*** Opening of Supplied material ***

PR #412, opened 2020-02-02
Fix overlapping label categorization

### LINKED ISSUE #293: Category with multiple labels produces a header per label
Using the latest (`v5.2.0`) as a GitHub Action in my repo's workflow, I am seeing adverse behavior from #219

*** Close of Supplied material ***

**What is being asked**
Search the data for the string "label" and copy out every line where it is found.

**Exercise answer**
Fix overlapping label categorization
### LINKED ISSUE #293: Category with multiple labels produces a header per label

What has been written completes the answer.